Por: José Luis Chaves López
Su vida pendía de un hilo, literalmente. Poco a poco las hebras de la cuerda que lo sostenían en alto se habían ido reventando una tras otra.
Desesperado, procuraba no moverse, pero no le era del todo posible. El viento, la brisa, hasta su propio corazón desbocado por el miedo, lo hacían pendular peligrosamente, hasta que el momento temido llegó. La cuerda se rompió y no porque lo hiciera sola, algo, no podría decir qué, apenas la rozó y eso fue suficiente. Lo esperaba el vacío.
Lo más triste fue que nadie se dio cuenta que ya no estaba en su lugar hasta que fue muy tarde. Un insignificante roce y comenzó la caída. La distancia hasta el suelo era enorme y el tiempo, mientras caía, se le hizo eterno. ¿Es que acaso no terminaría nunca de caer?

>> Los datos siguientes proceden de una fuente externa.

PR #3514, opened 2017-10-27
Use Asset Manager to get URL of asset

chrisroos:
This will ensure that once we switch an uploader from using `AssetManagerAndQuarantinedFileStorage` to `AssetManagerStorage` we'll start rendering the assets in whitehall-admin from Asset Manager instead of the file system.

I'm not entirely sure about making this request to the Asset Manager API to get the URL. It feels correct to do this because it means that Whitehall doesn't need to know anything about how the URLs are created. On the other hand, I wonder whether the additional network request is overkill given that we know the path (which is `/government/uploads/ + @legacy_url_path`) and all we need to prepend is the assets host (e.g. assets-origin.)

### DIFF
--- a/test/unit/whitehall/asset_manager_storage_test.rb
+++ b/test/unit/whitehall/asset_manager_storage_test.rb
@@ -70,4 +70,12 @@ class Whitehall::AssetManagerStorage::FileTest < ActiveSupport::TestCase
 
     file.delete
   end
+
+  test 'uses the asset-manager api to return the url of the file' do
+    asset_url = 'http://asset-host/asset.png'
+    Services.asset_manager.stubs(:whitehall_asset).with('/government/uploads/path/to/asset.png').returns('file_url' => asset_url)
+
+    file = Whitehall::AssetManagerStorage::File.new('path/to/asset.png')
+    assert_equal asset_url, file.url
+  end
 end
--- a/test/unit/whitehall/asset_manager_storage_test.rb
+++ b/test/unit/whitehall/asset_manager_storage_test.rb
@@ -63,19 +63,22 @@ class Whitehall::AssetManagerStorageTest < ActiveSupport::TestCase
 end
 
 class Whitehall::AssetManagerStorage::FileTest < ActiveSupport::TestCase
+  setup do
+    asset_path = 'path/to/asset.png'
+    @asset_url_path = "/government/uploads/#{asset_path}"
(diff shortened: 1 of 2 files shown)


chrisroos:
@floehopper / @chrislo: What do you think about the call to the Asset Manager API in this branch? Is it OK or should we construct the path to the asset some other way?

floehopper:
It might be useful to investigate how other publishing apps work. I have a feeling they store the URL returned from the Asset Manager. If so, why would we *not* do that?

test/unit/whitehall/asset_manager_storage_test.rb
```diff
@@ -70,4 +70,12 @@ class Whitehall::AssetManagerStorage::FileTest < ActiveSupport::TestCase
 
     file.delete
   end
+
+  test 'uses the asset-manager api to return the url of the file' do
+    asset_url = 'http://asset-host/asset.png'
+    Services.asset_manager.stubs(:whitehall_asset).with('/government/uploads/path/to/asset.png').returns('file_url' => asset_url)
+
+    file = Whitehall::AssetManagerStorage::File.new('path/to/asset.png')
```
floehopper: Minor: Consider extracting this into a common setup block.

chrisroos:
> I definitely prefer obtaining the URL from Asset Manager versus constructing it in Whitehall, because the latter would indirectly couple Whitehall to Asset Manager's implementation. It might be useful to investigate how other publishing apps use Asset Manager. I have a feeling they store the URL returned from the Asset Manager. If so, why would we not do that? It's probably also worth considering how we'd like the Asset Manager API to work in the future - this might give us a steer on how best to approach this.

You're correct that other apps using Asset Manager store the URL returned from Asset Manager. And it's possible we might want to do that in Whitehall in future. Unfortunately, it's not particularly easy to do that at the moment because of our use of CarrierWave. In particular our use of CarrierWave to create multiple versions of some types of uploaded files: each of these versions would become a new asset in Asset Manager and so we'd need some way of storing an arbitrary number of Asset Manager URLs in Whitehall.

chrisroos:
Thanks for the review, @floehopper. I've rebased on master and will get this merged to master once all the tests have passed.

test/unit/whitehall/asset_manager_storage_test.rb
chrisroos: I've added another commit to extract some of the common code into a `setup` block.

PR #1303, opened 2026-06-13
fix(license-scan): classify marker-excluded deps via FALLBACK_LICENSES

### LINKED ISSUE #1256: Follow-up from #1219: 1 item(s) (core)

The license-scan job (.github/workflows/security.yml) runs only python-version 3.13 on ubuntu-24.04. scripts/check_license_compatibility.py:265-270 skips-with-note any in-scope dep whose marker excludes the current interpreter. Result: `tomli` (pyproject.toml:59,65 — gated python_version<'3.11') and `tzdata` (pyproject.toml:34 — gated platform_system=='Windows') are in the distributed scope set but are NEVER license-classified by any CI row — a permanent silent coverage hole in the gate that #1219 built to eliminate silent holes (both are MIT today, so no current violation, but a future transitive upgrade of either would not be caught). Sketch fix: either (a) add a second license-scan matrix leg (e.g. python-version 3.10 to cover tomli, and document tzdata as Windows-unreachable-on-Linux) so every distributed dep is classified by at least one row, or (b) add a static license fallback map for markered-out deps (tomli->MIT, tzdata->MIT from NOTICE) so resolve_license can classify them without an install. Lock with a test asserting the union of classified deps across CI rows covers the full distributed_requirements set.

---

mvillmow:
## Summary

- `tomli` (`python_version<'3.11'`) and `tzdata` (`platform_system=='Windows'`) were in the distributed dependency scope but silently skipped on the single Python 3.13 / ubuntu-24.04 CI leg — a permanent license-classification blind spot.
- Add `FALLBACK_LICENSES: dict[str, list[str]]` (NOTICE-backed literals) so `scan()` classifies marker-excluded deps without a metadata install.
- `scan()` now fails closed (`sys.exit(2)`) if a marker-excluded dep has no `FALLBACK_LICENSES` entry, ensuring any future gated dep is caught.
- Replace the now-incorrect `test_uninstalled_other_python_dep_skipped_not_failed` with three targeted tests; add `TestFallbackLicenses` coverage-completeness lock.

## Test plan

- [ ] `TestLoudFailure::test_marker_excluded_dep_classified_from_fallback` — tomli MIT classifies as no-violation
- [ ] `TestLoudFailure::test_marker_excluded_dep_not_in_fallback_exits_nonzero` — missing fallback → exit 2
- [ ] `TestLoudFailure::test_marker_excluded_dep_with_incompatible_fallback_is_violation` — incompatible fallback surfaces as violation
- [ ] `TestFallbackLicenses::test_fallback_map_entries_are_compatible` — all map entries are permissive
- [ ] `TestFallbackLicenses::test_tzdata_in_fallback` / `test_tomli_in_fallback_on_py311_plus` — concrete assertions on both deps
- [ ] Full unit suite passes with no regressions

Closes #1256

### DIFF
--- a/scripts/check_license_compatibility.py
+++ b/scripts/check_license_compatibility.py
@@ -52,6 +52,17 @@ ALLOWED_EXTRA_COPYLEFT: dict[str, frozenset[str]] = {
     "defusedxml": frozenset({"PSF-2.0", "Python-2.0"}),
 }
 
+# Static license fallback for distributed deps whose PEP 508 marker excludes
+# the CI interpreter/platform (tomli: python_version < '3.11'; tzdata:
+# platform_system == 'Windows'). These packages are never installed in the
+# current CI leg so their metadata is not resolvable; licenses are taken from
+# NOTICE, which is the human-maintained authoritative record. Any future
+# incompatible license change MUST update both NOTICE and this map.
+FALLBACK_LICENSES: dict[str, list[str]] = {
+    "tomli": ["MIT"],  # NOTICE: "toml extra / tomli  MIT"
+    "tzdata": ["Apache-2.0"],  # NOTICE: "tzdata  Apache-2.0"
+}
+
 TROVE_TO_SPDX: dict[str, str] = {
     "MIT License": "MIT",
     "BSD License": "BSD-3-Clause",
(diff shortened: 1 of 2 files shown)


mvillmow (commented):
LGTM — FALLBACK_LICENSES closes the tomli/tzdata silent coverage hole; scan() fails-closed on uncovered gated deps; tests lock compatibility+completeness. NOTICE values verified.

Esperaba volverse pedazos contra el piso y eso significaba desaparecer. ¿Por qué tenía su existencia que terminar así? Había cumplido la tarea que se le encomendó y, contra todo y contra todos, permaneció en su puesto.
Pero, ya no había escapatoria y mientras caía aguardó el momento del impacto. Y este llegó y ¡oh sorpresa! no fue tan catastrófico como lo esperaba. Golpeó contra el piso y rebotó. Se lastimó, pero no tanto como pensaba y, paradojas de la vida, la caída después del rebote le dolió mucho más, pues esta lo arrastró sobre la tierra dejándole serias contusiones, pero aún existía.

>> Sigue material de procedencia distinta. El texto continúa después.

PR #1304, opened 2026-06-13
fix(license-scan): classify marker-excluded deps via static fallback

### LINKED ISSUE #1258: Follow-up from #1219: 1 item(s) (core)

The license-scan job (.github/workflows/security.yml) runs only python-version 3.13 on ubuntu-24.04. scripts/check_license_compatibility.py:scan() skips-with-note any in-scope dep whose marker excludes the current interpreter (the `installable_now=False` branch). Result: `tomli` (pyproject.toml gated python_version<'3.11') and `tzdata` (pyproject.toml gated platform_system=='Windows') are in the distributed scope set but are NEVER license-classified by any CI row — a permanent silent coverage hole in the gate that #1219 built to eliminate silent holes. Both are MIT today so no current violation, but a future transitive upgrade of either would not be caught. Sketch fix: either (a) add a second license-scan matrix leg (python-version 3.10 to cover tomli; document tzdata as Windows-unreachable-on-Linux) so every distributed dep is classified by at least one row, or (b) add a static fallback license map for markered-out deps (tomli->MIT, tzdata->MIT per NOTICE) so resolve_license can classify them without an install. Lock with a test asserting the union of classified deps across CI rows covers the full distributed_requirements set.

---

mvillmow:
## Summary

- `tomli` (python_version<3.11) and `tzdata` (platform_system==Windows) are distributed deps that are never installed on the single CI leg (Python 3.13/Linux), creating a permanent silent coverage hole in the license gate built by #1219.
- Add `STATIC_FALLBACK_LICENSES` dict with SPDX IDs sourced from NOTICE (`tomli`→MIT, `tzdata`→Apache-2.0).
- The silent-skip branch now looks up the fallback map; deps absent from the map `exit(2)` — a future marker-excluded dep cannot slip through without an explicit NOTICE-backed entry.
- Update the module docstring `FAILS LOUDLY` block and rename the corresponding test.
- Add `TestStaticFallback` (6 tests) including two staleness mitigations: value cross-check against real `importlib.metadata` (runs when dep is installed) and key+SPDX cross-check against NOTICE (runs unconditionally on every platform).

## Test plan

- [x] `pixi run pytest tests/unit/scripts/test_check_license_compatibility.py -v --no-cov` — 29 passed, 5 skipped
- [x] `pixi run pytest tests/unit/scripts/ -v --no-cov` — 125 passed, 5 skipped
- [x] Signed commit verified via `git log --show-signature -1`

Closes #1258

### DIFF
--- a/tests/unit/scripts/test_check_license_compatibility.py
+++ b/tests/unit/scripts/test_check_license_compatibility.py
@@ -350,8 +350,10 @@ class TestStaticFallback:
                 f"{pkg!r} is in STATIC_FALLBACK_LICENSES but not mentioned in NOTICE — "
                 "NOTICE is the authoritative source; add the dep there first."
             )
+            pkg_lines = [line for line in notice_text.splitlines() if pkg.lower() in line.lower()]
             for spdx_id in spdx_ids:
-                assert spdx_id in notice_text, (
+                assert any(spdx_id in line for line in pkg_lines), (
                     f"STATIC_FALLBACK_LICENSES[{pkg!r}] = {spdx_ids!r} but SPDX id "
-                    f"{spdx_id!r} not found in NOTICE — update one to match the other."
+                    f"{spdx_id!r} not found on any NOTICE line mentioning {pkg!r} — "
+                    "update one to match the other."
                 )
--- a/tests/unit/scripts/test_check_license_compatibility.py
+++ b/tests/unit/scripts/test_check_license_compatibility.py
@@ -17,6 +17,7 @@ from check_license_compatibility import (
     ALLOWED_EXTRA_COPYLEFT,
     DIST_NAME,
     RUNTIME_EXTRAS,
+    STATIC_FALLBACK_LICENSES,
     _FixtureMeta,
     distributed_requirements,
     is_compatible,
@@ -139,9 +140,9 @@ class TestLoudFailure:
                     scan(None)
         assert exc.value.code == 2
 
-    def test_uninstalled_other_python_dep_skipped_not_failed(self):
-        # installable_now=False (marker excludes this interpreter, e.g. tomli on
-        # Python >= 3.11) => correctly absent => skipped, not a coverage hole.
+    def test_uninstalled_other_python_dep_with_fallback_classifies_not_fails(self):
+        # installable_now=False + known static fallback => classified compatible,
+        # not a coverage hole. tomli's fallback is MIT.
         with patch(
             "check_license_compatibility.distributed_requirements",
             return_value=[("tomli", False)],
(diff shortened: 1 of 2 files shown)


mvillmow (commented):
GO: NOTICE-sourced static fallback closes the tomli/tzdata gate hole + coverage-lock test; one minor: NOTICE value cross-check not bound to the package line.

tests/unit/scripts/test_check_license_compatibility.py
```diff
@@ -257,3 +258,100 @@ def test_pygithub_lgpl_fixture_passes(self, tmp_path):
...
+        for pkg, spdx_ids in STATIC_FALLBACK_LICENSES.items():
+            assert pkg in notice_text.lower(), (
+                f"{pkg!r} is in STATIC_FALLBACK_LICENSES but not mentioned in NOTICE — "
+                "NOTICE is the authoritative source; add the dep there first."
+            )
+            for spdx_id in spdx_ids:
+                assert spdx_id in notice_text, (
+                    f"STATIC_FALLBACK_LICENSES[{pkg!r}] = {spdx_ids!r} but SPDX id "
+                    f"{spdx_id!r} not found in NOTICE — update one to match the other."
+                )
```
mvillmow, line 359: The SPDX value check (`assert spdx_id in notice_text`) is decoupled from the package: `Apache-2.0` also appears on NOTICE's `packaging` line, so tzdata's value could drift to a wrong-but-present SPDX id and this test would still pass. The per-key check above (`pkg in notice_text.lower()`) is sound; only the value binding is loose. The stronger per-package check (`test_static_values_match_installed_metadata`) skips on Py3.13/Linux, so on the actual CI leg neither value is verified against an authoritative per-package source. Suggest scoping the value assertion to the package's NOTICE line, e.g. find the line containing `pkg` (case-insensitive) and assert the SPDX id appears on that line rather than anywhere in the file.

mvillmow (commented):
LGTM — NOTICE-sourced static fallback closes the tomli/tzdata gate hole, coverage-lock + per-package-line NOTICE cross-check; prior minor resolved.

mvillmow:
## Rebase analysis: superseded

Rebased `1258-auto-impl` onto `origin/main` and found that **all commits silently dropped** — the rebased HEAD is identical to `origin/main` (zero diff).

Main already contains this PR's feature:
- `scripts/check_license_compatibility.py:64` — `FALLBACK_LICENSES` dict with `tomli` (MIT) and `tzdata` (Apache-2.0) already present
- `scripts/check_license_compatibility.py:281` — `FALLBACK_LICENSES.get(pkg)` fallback path already in the scan loop
- `tests/unit/scripts/test_check_license_compatibility.py:252` — `TestFallbackLicenses` class with coverage tests already in main

The marker-excluded dep classification via static fallback (issue #1258) was incorporated into main via a sibling PR. Main uses the variable name `FALLBACK_LICENSES`; this branch used `STATIC_FALLBACK_LICENSES` — the functionality is semantically identical.

**Recommendation: close without merging** — the feature is already live on `main`.

mvillmow:
Superseded: rebasing onto main drops both commits as 'already upstream' — main already contains FALLBACK_LICENSES static fallback. Closing.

El segundo golpe lo dejó inmóvil y muy lejos de donde estaba su cuerda. No podía levantarse, ni siquiera girarse, sólo le quedaba esperar. Sintió voces y ruidos de pasos que iban y venían, pero nadie lo auxiliaba, nadie lo ayudaba a levantarse. ¿Es que acaso no lo veían? Era muy hermoso mientras estuvo atado a la cuerda. Pensó, posiblemente el golpe lo desfiguró y por eso nadie lo determinaba. ¿Quedó tan maltrecho que nadie quería hacerse cargo de él?
El tiempo transcurría, la luz fue disminuyendo y las voces extinguiéndose. Por favor, ayúdenme, quería gritar, pero la voz no le salía. A punto de entrar en desesperación, oyó una voz débil, supuso que era de una anciana. ¡Pero, miren que está aquí!, la oyó decir. ¿Qué le habrá pasado? Se nota que es muy lindo. Vaya, a pesar de la caída, aún soy lindo y, sin embargo, nadie me ayuda y me levanta. ¿Estoy tan golpeado que ahora soy inútil y ya no serviré para nada?
Estaba en este trance cuando sintió que unas manos lo levantaban. Con esmero y delicadeza, usando un paño le limpiaron la tierra y el polvo que tenía. Y, más suavemente todavía, la mujer lo llevó con ella. Al llegar a casa, con cuidado lo dejó en un lugar que enseguida se oscureció. No sabía qué pensar. Estaba cómodo y cálido y además olía a galletas. ¿Olía a galletas? Extraña situación, pero no distinguía nada por más esfuerzo que hizo. Sólo se dio cuenta que no era el único que estaba en ese sitio. Perdió la noción del tiempo y, como no podría hacer nada más, se dedicó a esperar. Quien lo había rescatado no lo iba a abandonar, pensó, y se tranquilizó.
De pronto, hubo otra vez luz, y las mismas manos que lo levantaron luego de la caída, lo sacaron de aquel lugar y lo dejaron encima de una mesa. No pasó mucho tiempo hasta que sintió que lo movían y de pronto un pinchazo lo sacó de sus pensamientos. Eso si dolió. Y luego otro y un tercero más. Y otra vez sintió el roce de una cuerda, sensación que tanto conocía, y que poco a poco iba enredándose en su cuerpo. Ahora se sentía seguro.
-Ya no soy la que era antes. Oyó decir a la anciana. -Perdona los pinchazos, espero no haberte dañado más de lo que estabas. Y, luego con mimos y caricias lo colocó en el sitio adecuado.
-Por fin te encontré, eres muy especial para mí, dijo la mujer. -De ahora en adelante estaré pendiente que no vuelvas a caerte.
Y a continuación abrochó su camisa con el botó que había cosido.